* [Work instructions]:
Where does the string "ExpandableBranch" occur in the records? Copy each line that holds it.

* [Records supplied]:

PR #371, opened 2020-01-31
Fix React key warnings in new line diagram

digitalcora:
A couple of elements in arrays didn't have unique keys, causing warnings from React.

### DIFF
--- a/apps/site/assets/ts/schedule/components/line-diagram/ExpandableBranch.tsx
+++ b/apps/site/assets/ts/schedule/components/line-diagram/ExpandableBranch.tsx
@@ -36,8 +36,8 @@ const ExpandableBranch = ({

* [Answer to this problem]:
--- a/apps/site/assets/ts/schedule/components/line-diagram/ExpandableBranch.tsx
+++ b/apps/site/assets/ts/schedule/components/line-diagram/ExpandableBranch.tsx
@@ -36,8 +36,8 @@ const ExpandableBranch = ({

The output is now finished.